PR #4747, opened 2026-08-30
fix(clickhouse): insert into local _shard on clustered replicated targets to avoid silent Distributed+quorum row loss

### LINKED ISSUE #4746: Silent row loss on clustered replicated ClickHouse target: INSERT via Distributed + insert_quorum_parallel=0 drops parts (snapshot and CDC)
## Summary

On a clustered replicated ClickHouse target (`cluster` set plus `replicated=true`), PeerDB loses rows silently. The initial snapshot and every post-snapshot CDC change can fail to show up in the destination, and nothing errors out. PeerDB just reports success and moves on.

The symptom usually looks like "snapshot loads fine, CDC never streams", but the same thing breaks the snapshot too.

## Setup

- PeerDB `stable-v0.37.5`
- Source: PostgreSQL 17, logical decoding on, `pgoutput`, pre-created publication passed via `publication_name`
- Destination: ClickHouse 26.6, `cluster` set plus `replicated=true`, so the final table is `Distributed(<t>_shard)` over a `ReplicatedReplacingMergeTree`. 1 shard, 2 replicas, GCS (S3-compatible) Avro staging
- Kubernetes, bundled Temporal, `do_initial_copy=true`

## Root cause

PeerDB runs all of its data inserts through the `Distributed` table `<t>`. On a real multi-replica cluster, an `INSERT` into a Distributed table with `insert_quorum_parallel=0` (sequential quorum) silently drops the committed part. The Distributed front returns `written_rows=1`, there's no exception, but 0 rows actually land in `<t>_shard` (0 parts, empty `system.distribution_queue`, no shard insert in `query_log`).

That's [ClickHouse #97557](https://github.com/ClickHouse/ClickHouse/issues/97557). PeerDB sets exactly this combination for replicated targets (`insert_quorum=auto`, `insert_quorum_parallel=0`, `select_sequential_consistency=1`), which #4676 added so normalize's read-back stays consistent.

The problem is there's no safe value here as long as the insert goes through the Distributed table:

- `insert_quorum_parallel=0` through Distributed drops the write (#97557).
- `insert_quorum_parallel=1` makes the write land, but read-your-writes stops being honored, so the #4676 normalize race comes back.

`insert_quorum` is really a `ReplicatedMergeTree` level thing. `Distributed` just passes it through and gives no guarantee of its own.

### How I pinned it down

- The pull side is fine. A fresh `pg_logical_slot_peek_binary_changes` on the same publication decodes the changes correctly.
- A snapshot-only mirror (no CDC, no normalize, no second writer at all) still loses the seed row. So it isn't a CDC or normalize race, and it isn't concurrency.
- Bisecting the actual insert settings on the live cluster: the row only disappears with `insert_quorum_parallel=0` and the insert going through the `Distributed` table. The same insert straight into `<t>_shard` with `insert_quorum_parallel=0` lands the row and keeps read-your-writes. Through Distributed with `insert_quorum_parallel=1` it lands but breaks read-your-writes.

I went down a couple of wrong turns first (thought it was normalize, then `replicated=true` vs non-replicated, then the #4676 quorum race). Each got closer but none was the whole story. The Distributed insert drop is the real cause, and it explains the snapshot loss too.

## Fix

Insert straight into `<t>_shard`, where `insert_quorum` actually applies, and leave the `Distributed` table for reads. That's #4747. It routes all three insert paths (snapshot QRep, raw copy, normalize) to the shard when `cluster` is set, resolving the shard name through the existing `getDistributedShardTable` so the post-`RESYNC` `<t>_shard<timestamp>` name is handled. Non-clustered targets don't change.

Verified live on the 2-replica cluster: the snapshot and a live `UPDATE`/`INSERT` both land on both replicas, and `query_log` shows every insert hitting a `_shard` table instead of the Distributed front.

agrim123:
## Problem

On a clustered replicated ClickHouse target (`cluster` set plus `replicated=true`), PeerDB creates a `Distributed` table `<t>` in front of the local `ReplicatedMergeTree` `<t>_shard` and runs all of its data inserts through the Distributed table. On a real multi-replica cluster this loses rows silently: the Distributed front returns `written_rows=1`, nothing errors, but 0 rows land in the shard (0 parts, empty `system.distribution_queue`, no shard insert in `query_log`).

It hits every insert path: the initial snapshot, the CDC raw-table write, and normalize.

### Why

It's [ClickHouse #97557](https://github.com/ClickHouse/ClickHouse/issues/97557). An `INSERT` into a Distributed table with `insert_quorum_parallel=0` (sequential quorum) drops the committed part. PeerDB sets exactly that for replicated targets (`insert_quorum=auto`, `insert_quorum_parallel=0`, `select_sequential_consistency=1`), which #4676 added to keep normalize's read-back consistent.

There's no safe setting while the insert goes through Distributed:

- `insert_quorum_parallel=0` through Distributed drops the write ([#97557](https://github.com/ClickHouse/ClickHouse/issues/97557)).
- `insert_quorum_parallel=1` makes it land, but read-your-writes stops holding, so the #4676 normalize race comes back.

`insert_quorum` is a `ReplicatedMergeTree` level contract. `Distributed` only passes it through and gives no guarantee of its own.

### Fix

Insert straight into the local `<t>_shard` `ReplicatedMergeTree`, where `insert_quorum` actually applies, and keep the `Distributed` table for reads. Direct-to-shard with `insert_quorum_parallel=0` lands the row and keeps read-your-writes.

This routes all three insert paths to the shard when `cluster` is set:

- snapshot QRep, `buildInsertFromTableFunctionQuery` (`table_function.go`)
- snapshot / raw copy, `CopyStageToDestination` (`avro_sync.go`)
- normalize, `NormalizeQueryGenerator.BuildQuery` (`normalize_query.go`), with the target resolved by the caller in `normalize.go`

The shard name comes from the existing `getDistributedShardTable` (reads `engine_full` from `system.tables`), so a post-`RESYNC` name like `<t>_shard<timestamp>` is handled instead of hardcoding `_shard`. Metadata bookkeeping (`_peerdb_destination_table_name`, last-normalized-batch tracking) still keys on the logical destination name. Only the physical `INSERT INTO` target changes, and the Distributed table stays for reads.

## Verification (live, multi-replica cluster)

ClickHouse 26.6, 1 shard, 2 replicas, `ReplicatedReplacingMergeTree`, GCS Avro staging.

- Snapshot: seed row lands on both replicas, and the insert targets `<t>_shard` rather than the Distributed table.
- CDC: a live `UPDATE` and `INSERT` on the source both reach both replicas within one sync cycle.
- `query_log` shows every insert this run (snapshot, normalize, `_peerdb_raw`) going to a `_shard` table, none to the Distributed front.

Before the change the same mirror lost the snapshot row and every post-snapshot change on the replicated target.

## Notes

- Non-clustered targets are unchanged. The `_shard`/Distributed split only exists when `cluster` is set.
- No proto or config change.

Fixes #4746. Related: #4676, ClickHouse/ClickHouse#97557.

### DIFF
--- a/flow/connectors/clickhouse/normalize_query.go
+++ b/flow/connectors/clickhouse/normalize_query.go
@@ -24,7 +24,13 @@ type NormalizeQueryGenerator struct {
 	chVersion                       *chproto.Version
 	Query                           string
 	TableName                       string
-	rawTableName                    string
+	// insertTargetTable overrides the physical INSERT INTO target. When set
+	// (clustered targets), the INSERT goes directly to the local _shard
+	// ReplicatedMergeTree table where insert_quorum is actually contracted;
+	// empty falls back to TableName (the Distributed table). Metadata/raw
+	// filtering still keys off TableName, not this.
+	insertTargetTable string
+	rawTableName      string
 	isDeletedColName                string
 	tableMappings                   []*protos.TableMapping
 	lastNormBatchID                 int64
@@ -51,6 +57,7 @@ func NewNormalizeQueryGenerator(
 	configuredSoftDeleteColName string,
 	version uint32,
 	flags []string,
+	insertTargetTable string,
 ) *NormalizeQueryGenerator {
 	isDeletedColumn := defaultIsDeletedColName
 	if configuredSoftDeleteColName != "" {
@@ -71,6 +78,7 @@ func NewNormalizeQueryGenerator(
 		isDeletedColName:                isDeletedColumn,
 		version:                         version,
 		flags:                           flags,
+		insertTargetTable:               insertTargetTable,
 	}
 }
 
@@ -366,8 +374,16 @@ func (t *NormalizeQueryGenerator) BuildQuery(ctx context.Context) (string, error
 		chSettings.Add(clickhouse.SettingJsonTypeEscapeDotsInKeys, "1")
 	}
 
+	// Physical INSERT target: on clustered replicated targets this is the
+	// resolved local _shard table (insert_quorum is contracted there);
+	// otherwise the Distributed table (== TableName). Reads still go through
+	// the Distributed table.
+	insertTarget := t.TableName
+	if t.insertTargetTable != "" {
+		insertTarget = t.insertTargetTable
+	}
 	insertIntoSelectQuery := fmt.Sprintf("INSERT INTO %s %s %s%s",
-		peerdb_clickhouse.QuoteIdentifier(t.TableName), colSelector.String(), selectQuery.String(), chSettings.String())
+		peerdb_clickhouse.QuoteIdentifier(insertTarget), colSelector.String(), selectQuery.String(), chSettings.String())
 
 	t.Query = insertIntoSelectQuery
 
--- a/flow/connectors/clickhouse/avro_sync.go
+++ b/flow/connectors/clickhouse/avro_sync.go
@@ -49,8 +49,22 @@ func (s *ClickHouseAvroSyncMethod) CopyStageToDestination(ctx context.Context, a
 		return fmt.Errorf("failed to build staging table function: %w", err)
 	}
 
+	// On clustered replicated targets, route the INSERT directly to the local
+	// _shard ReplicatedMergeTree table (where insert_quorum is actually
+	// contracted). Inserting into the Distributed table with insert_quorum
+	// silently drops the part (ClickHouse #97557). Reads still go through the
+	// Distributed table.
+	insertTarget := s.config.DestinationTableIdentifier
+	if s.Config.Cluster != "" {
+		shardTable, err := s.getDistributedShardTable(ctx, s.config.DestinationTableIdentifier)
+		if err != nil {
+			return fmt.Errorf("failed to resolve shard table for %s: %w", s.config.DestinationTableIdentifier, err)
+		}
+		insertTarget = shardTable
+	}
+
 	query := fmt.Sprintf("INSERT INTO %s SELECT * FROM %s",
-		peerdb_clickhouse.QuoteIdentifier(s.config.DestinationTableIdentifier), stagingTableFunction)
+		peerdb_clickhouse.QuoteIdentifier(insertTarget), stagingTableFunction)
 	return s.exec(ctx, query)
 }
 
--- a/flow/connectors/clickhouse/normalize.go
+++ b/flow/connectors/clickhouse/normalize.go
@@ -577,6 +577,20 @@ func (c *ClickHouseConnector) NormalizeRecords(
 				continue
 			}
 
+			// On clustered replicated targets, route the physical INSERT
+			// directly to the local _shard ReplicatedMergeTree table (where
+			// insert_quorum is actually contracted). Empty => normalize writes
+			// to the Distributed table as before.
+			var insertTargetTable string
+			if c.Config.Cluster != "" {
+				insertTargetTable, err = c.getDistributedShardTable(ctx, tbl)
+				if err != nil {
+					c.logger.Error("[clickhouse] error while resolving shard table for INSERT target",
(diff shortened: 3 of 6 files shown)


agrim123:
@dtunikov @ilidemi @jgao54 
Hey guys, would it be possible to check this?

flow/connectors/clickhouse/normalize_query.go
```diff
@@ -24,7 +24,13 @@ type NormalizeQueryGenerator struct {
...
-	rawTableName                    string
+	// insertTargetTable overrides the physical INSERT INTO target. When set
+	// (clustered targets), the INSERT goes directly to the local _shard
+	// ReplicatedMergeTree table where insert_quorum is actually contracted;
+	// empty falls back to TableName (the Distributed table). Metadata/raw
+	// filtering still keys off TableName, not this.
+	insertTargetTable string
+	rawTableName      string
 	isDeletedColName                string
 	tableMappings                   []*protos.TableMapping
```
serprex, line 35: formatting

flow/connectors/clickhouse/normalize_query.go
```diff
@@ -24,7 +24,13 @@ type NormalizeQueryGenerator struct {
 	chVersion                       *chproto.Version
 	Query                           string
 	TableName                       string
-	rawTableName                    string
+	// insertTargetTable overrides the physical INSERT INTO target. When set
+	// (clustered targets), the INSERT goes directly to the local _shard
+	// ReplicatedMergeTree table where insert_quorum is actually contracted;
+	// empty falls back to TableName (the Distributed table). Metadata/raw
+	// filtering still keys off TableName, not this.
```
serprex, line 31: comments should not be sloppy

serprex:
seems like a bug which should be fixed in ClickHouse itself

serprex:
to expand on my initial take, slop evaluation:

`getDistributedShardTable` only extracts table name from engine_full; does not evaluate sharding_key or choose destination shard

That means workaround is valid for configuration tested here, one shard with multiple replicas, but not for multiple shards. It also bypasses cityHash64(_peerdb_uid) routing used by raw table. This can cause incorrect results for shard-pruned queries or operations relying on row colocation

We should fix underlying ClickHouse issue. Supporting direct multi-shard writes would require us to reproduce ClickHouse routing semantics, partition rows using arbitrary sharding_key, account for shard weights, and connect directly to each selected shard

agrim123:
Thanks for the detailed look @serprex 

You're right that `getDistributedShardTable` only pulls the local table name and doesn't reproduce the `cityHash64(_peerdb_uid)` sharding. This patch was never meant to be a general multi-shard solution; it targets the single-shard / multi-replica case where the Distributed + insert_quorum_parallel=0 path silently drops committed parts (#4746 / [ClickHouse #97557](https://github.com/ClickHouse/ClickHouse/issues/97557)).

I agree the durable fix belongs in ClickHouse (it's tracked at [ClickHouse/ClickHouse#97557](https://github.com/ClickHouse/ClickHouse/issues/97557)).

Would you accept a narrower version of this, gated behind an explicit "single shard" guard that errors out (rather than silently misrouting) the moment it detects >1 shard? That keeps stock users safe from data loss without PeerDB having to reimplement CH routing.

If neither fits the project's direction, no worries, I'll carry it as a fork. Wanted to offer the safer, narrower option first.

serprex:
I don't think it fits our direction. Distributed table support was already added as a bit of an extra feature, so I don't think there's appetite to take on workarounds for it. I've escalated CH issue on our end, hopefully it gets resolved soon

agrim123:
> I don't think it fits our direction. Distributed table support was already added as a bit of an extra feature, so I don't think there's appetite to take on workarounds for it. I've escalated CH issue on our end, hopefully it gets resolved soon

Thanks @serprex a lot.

| Exercise |
Set the lines down exactly, from the first line of the records to the line where "The problem is" appears, with both ends kept.

| Exercise response |
PR #4747, opened 2026-08-30
fix(clickhouse): insert into local _shard on clustered replicated targets to avoid silent Distributed+quorum row loss

### LINKED ISSUE #4746: Silent row loss on clustered replicated ClickHouse target: INSERT via Distributed + insert_quorum_parallel=0 drops parts (snapshot and CDC)
## Summary

On a clustered replicated ClickHouse target (`cluster` set plus `replicated=true`), PeerDB loses rows silently. The initial snapshot and every post-snapshot CDC change can fail to show up in the destination, and nothing errors out. PeerDB just reports success and moves on.

The symptom usually looks like "snapshot loads fine, CDC never streams", but the same thing breaks the snapshot too.

## Setup

- PeerDB `stable-v0.37.5`
- Source: PostgreSQL 17, logical decoding on, `pgoutput`, pre-created publication passed via `publication_name`
- Destination: ClickHouse 26.6, `cluster` set plus `replicated=true`, so the final table is `Distributed(<t>_shard)` over a `ReplicatedReplacingMergeTree`. 1 shard, 2 replicas, GCS (S3-compatible) Avro staging
- Kubernetes, bundled Temporal, `do_initial_copy=true`

## Root cause

PeerDB runs all of its data inserts through the `Distributed` table `<t>`. On a real multi-replica cluster, an `INSERT` into a Distributed table with `insert_quorum_parallel=0` (sequential quorum) silently drops the committed part. The Distributed front returns `written_rows=1`, there's no exception, but 0 rows actually land in `<t>_shard` (0 parts, empty `system.distribution_queue`, no shard insert in `query_log`).

That's [ClickHouse #97557](https://github.com/ClickHouse/ClickHouse/issues/97557). PeerDB sets exactly this combination for replicated targets (`insert_quorum=auto`, `insert_quorum_parallel=0`, `select_sequential_consistency=1`), which #4676 added so normalize's read-back stays consistent.

The problem is there's no safe value here as long as the insert goes through the Distributed table:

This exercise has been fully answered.